Program

ACLS Digital Innovation Fellowships, 2013

Project

CSI Dixie: Race, the Body Politic, and the View from the South's County Coroners' Offices, 1840-1880

Department

History

Abstract

"CSI Dixie" digitizes, transcribes, indexes and makes available and searchable via the web the extant coroners' reports for four South Carolina counties (Anderson, Edgefield, Kershaw, and Spartanburg) for the years 1840-1880. This project is intended as the beginning of a much larger effort to create an online repository of records that will help historians study the medical and health histories of the American enslaved population.
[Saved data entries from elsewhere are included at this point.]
PR #322, opened 2023-12-24
Refactor Polynomials: Extract Method to Introduce RootFinder Factory Method and Tighten Encapsulation

hemalvarambhia:
- Extracted a factory method that generates a root finder with a given precision;
- added some missing tests that felt interesting.
Another test might be to test roots that are in the Complex plane.

### DIFF
--- a/src/Math-Polynomials/PMPolynomial.class.st
+++ b/src/Math-Polynomials/PMPolynomial.class.st
@@ -240,6 +240,15 @@ PMPolynomial >> reciprocal [
 ]
 
 { #category : #information }
+PMPolynomial >> rootFindingAlgorithmWith: precision [
+
+	| rootFinder |
+	rootFinder := PMNewtonZeroFinder new.
+	rootFinder desiredPrecision: precision.
+	^ rootFinder
+]
+
+{ #category : #information }
 PMPolynomial >> roots [
 
 	^ self roots: Float defaultComparisonPrecision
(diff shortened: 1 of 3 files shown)


src/Math-Tests-Polynomials/PMPolynomialTest.class.st
```diff
@@ -235,13 +235,36 @@ PMPolynomialTest >> testPolynomialRoots [
...
-	roots := polynomial roots asSortedCollection asArray.
+	roots := polynomial roots .
 	self assert: roots size equals: 3.
 	self assert: (roots at: 1) + 2 closeTo: 0.
 	self assert: (roots at: 2) + 1 closeTo: 0.
 	self assert: (roots at: 3) - 5 closeTo: 0
 ]
 
+{ #category : #'iterative algorithms' }
+PMPolynomialTest >> testPolynomialRootsForConstant [
```
hemalvarambhia, line 246:
```suggestion
PMPolynomialTest >> testPolynomialRootsConstantsHaveNoRoots [
```

src/Math-Polynomials/PMPolynomial.class.st
```diff
@@ -26,6 +26,15 @@ PMPolynomial class >> coefficients: anArray [
 	^self new initialize: anArray reverse
 ]
 
+{ #category : #information }
```
Ducasse: I'm not sure I would put this method on the class side but I could understand. 
Now why the PMNewtonZeroFinder does not define a creation class method  desiredPrecision: like that you do not need this method and the class PMNewtonZeroFinder gets improved.

Ducasse: I saw that you did it :)

hemalvarambhia: Yes, I had to take smaller steps in order to keep our tests green.

PR #323, opened 2023-12-27
Refactor polynomials

hemalvarambhia:
- Improved naming;
- Tightened Encapsulation;
- Added some missing tests, including demonstrating that multiplication is commutative.
- Made tests more like examples written with DSLs

### DIFF
--- a/src/Math-Polynomials/PMPolynomial.class.st
+++ b/src/Math-Polynomials/PMPolynomial.class.st
@@ -245,10 +245,7 @@ PMPolynomial >> roots: aNumber [
 		       (coefficients reverse collect: [ :each | each asFloat ]).
 	roots := OrderedCollection new: self degree.
 	[
-	rootFinder
-		setFunction: pol;
-		setDerivative: pol derivative.
-	root := rootFinder evaluate.
+	root := rootFinder rootOf: pol.
 	rootFinder hasConverged ] whileTrue: [
 		roots add: root.
 		pol := pol deflatedAt: root.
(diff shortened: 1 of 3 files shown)


hernanmd:
There is only 1 test failing `testOptimize` on linux

hemalvarambhia:
> There is only 1 test failing `testOptimize` on linux
> 

Restarted the CI run.

src/Math-Polynomials/PMPolynomial.class.st
```diff
@@ -239,20 +239,17 @@ PMPolynomial >> roots [
 { #category : #information }
 PMPolynomial >> roots: aNumber [
 
-	| pol roots root rootFinder |
+	| polynomial roots root rootFinder |
 	rootFinder := PMNewtonZeroFinder with: aNumber.
```
hemalvarambhia, line 243: Is `aNumber` the starting point for computing the root i.e. 
$`x_0`$

hernanmd: Is that a question?

hemalvarambhia: Yes. It is a question.

hernanmd: aNumber is the initial guess for the root (in PMNewtonZeroFinder x0 is the initial guess for the root, which is passed to the `initValue:` method, which sets the initial value for the iterations)

hernanmd (approved):

PR #3920, opened 2015-12-14
FIX: Emoji in Discourse onebox is wrapped in square brackets.

tgxworld:
screenshot from 2015-12-14 21 47 08

### DIFF
--- a/lib/onebox/engine/discourse_local_onebox.rb
+++ b/lib/onebox/engine/discourse_local_onebox.rb
@@ -63,7 +63,7 @@ module Onebox
             topic = post.topic
             slug = Slug.for(topic.title)
 
-            excerpt = post.excerpt(SiteSetting.post_onebox_maxlength)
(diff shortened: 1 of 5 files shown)


lib/onebox/engine/discourse_local_onebox.rb
```diff
@@ -51,7 +51,7 @@ def to_html
             topic = post.topic
             slug = Slug.for(topic.title)
 
-            excerpt = post.excerpt(SiteSetting.post_onebox_maxlength)
+            excerpt = post.excerpt(SiteSetting.post_onebox_maxlength, { keep_emoji_codes: true })
```
tgxworld: This case is a little special because we're getting the cooked version and then passing it again to the markdown engine. Because emojis have `alt=':heart:'`, the markdown engine is coverting `:heart:` to another emoji image.

PR #3921, opened 2015-12-14
Add Slovak locale

gschlager:
https://meta.discourse.org/t/slovak-translation-after-switching-to-sk-locale-discourse-home-page-is-not-loaded/36365

Translation progress of client is 99%, server is at 60%.


ZogStriP:
Ďakujem :+1:

PR #3922, opened 2015-12-14
username as from in emails

featheredtoast:
Allow username to display in from field for email notifications even when full name fields are set to display in posts.


featheredtoast:
A simple implementation for:

https://meta.discourse.org/t/is-it-possible-to-make-usernames-as-email-from-field/36704/1

SamSaffron:
Failures are unrelated, merging in, its a nice clean change. Thanks!

PR #3923, opened 2015-12-15
Have DiskSpace.{free,used} use BigDecimal instead of directly doing F…

envygeeks:
…ixnum#to_i

As it stands the way Discourse handles Disk usage and free space reporting it can lead to nearly 0 disk space being reported to Discourse, this is because when a the command is ran and returned (at first through `awk`, the latter is for consistency) it returns notation, `Fixnum#to_i` returns the number to the left rather than anything from the left and right combined and expanded, leading to something like `8.76138e+09` (what is returned on our systems with that command) to be 8, meaning we only have 8 bytes available to Discourse according to it. By using BigDecimal to wrap that and then run `Fixnum#to_i` we get the proper number `8761380000`, you can optionally also just run `#to_f.to_i` but that looks nasty compared to just using STDLib's BigDecimal.

### DIFF
--- a/lib/disk_space.rb
+++ b/lib/disk_space.rb
@@ -1,3 +1,5 @@
+require "bigdecimal"
+
 class DiskSpace
 
   extend ActionView::Helpers::NumberHelper
@@ -57,11 +59,12 @@ class DiskSpace
   protected
 
   def self.free(path)
-    `df -Pk #{path} | awk 'NR==2 {print $4 * 1024;}'`.to_i
+    number = `df -Pk #{path} | awk 'NR==2 {print $4 * 1024;}'`.strip
+    BigDecimal.new(number).to_i
   end
 
   def self.used(path)
-    `du -s #{path}`.to_i * 1024
+    number = `du -s #{path}`
+    BigDecimal.new(number).to_i * 1024
   end
-
 end


coding-horror:
Is this ok @ZogStriP ?

ZogStriP:
It is. I was waiting for the CLA

coding-horror:
ok @envygeeks can you sign the CLA?

envygeeks:
@coding-horror @ZogStriP I will review it today.

tgxworld:
@envygeeks Any updates on this :)

envygeeks:
So.... not signing the CLA means a loss of attribution?

ZogStriP:
Sorry, I forgot to add your username to the commit :(

coding-horror:
Can we reverse patch the commit? Does Git allow that? I got the impression you could change history at will in GitHub.

SamSaffron:
Apologies, I rolled back the fix @envygeeks , we can not accept it without you signing the CLA it was an error on our part to take that diff and apply it, this will not happen again. 

https://github.com/discourse/discourse/commit/7138b74110b2c5d311bdfb021b1587ac596e32e3

If you are open to signing the CLA we can reopen this and merge in your fix, otherwise we need to figure out a different way of fixing this.

envygeeks:
@SamSaffron the CLA has been signed.

SamSaffron:
thanks, I went with this

https://github.com/discourse/discourse/commit/ee823305a1b8c618ecd8676945c73375da8be665

and attributed you. 

Having a tough time reproducing the issue though. 

```
irb(main):007:0> `echo 99999213123121937123981273981273912873192873312312399999 | awk '{ print $1 * 8282722312312312312312313281231231232222227287; }'`.to_i
=> 828265713748556322186039391453181644449283843146096108129993462121255051385741022935555734106961608704
```

envygeeks:
@SamSaffron Ubuntu Cloud uses `mawk` instead of `gawk` by default, consumer Ubuntu (non-server) uses `gawk`. The result you are getting is probably from `gawk`.  This should be reproducible on your own images (unless you guys bring in a dependency that wants gawk... we do not use the official images because we scale much differently than you allow,) however you can replicate it on any system with (mawk) using:`df -Pk / | mawk 'NR==2 {print $4 * 1024;}'`

envygeeks:
@SamSaffron Here are more examples:

```
jordon ~/ % docker run --rm -it envygeeks/ubuntu:lts bash -ic "df -Pk / | \
  awk 'NR==2 {print \$4 * 1024;}'"

6.71604e+10
```

```
jordon ~/ % docker run --rm -it ubuntu:14.04.3 bash -ic "df -Pk / | \
  awk 'NR==2 {print \$4 * 1024;}'"

6.71604e+10
```

SamSaffron:
I see, oh my there are so many flavors of awk out there, it's landmine central. I wonder if I should amend our image to install gawk ...

envygeeks:
@SamSaffron Using BigDecimal like we did should solve all the differences because it can handle both normal int/float and notated int/float.  Actually we tend to do that with all numbers provided by the system for that exact reason, it's easier to expect notation.

SamSaffron:
I see, interestingly this is not happening with our image: 

```
docker run --rm -it envygeeks/ubuntu:lts  bash -ic "df -Pk / | \
  awk 'NR==2 {print \$4 * 1078324223423424324982340984320983342347424;}'"

> 2.0175e+49

docker run --rm -it discourse/base:1.0.15  bash -ic "df -Pk / | \
  awk 'NR==2 {print \$4 * 10783242234234243342347424;}'"
203848352179566282693453010698240

```

Nonetheless, I am pretty sure the fix I put in place should fix your system as well.

envygeeks:
@SamSaffron I just did an rdepends, I see why you guy have gawk now, ya'll carry a lot more dependencies than we do (which is understandable, you cater to a different audience.)

I'm happy to have a fix none-the-less, now Jekyll Talk will will be able to accept uploads!

ZogStriP:
I sincerely apologize @envygeeks. It wasn't my intention to _steal_ your code. I was too eager to have this fix merged... Won't happen again.

envygeeks:
It's alright @ZogStriP I assumed somebody had just forgotten to `git am`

Access to previously unavailable health data provides a variety of scholars - sociologists, psychologists, criminologists, historians of race, children, poverty, gender, the body, and the family - a new lens for investigating a critical and turbulent period in the American South.

Program

ACLS Digital Extension Grants, 2017

Project

Big, Bad Data and the Birth of Death As We Know It: How Our Mortality Became Disciplined to Science, the State, and Actuarial Tables

Department

History

Abstract

The public health system of the early United States struggled not just with medical problems—adopting a germ theory of disease, for instance—but with logistical, statistical, and conceptual problems in learning how to aggregate, analyze, and visualize good data. Science, the state, and private industry fly relatively blind until they can “see at scale”; datafication turns out to be one of the least appreciated, and most important, planks in the bridge to modernity. A dramatic scaling up of a project funded by a Digital Innovation Fellowship from ACLS in 2013, “The Birth of Death As We Know It” collects and analyzes a variety of early public health records—coroners’ inquests, mortality censuses, and death certificates—to help lay bare the process by which our modern public health system was born.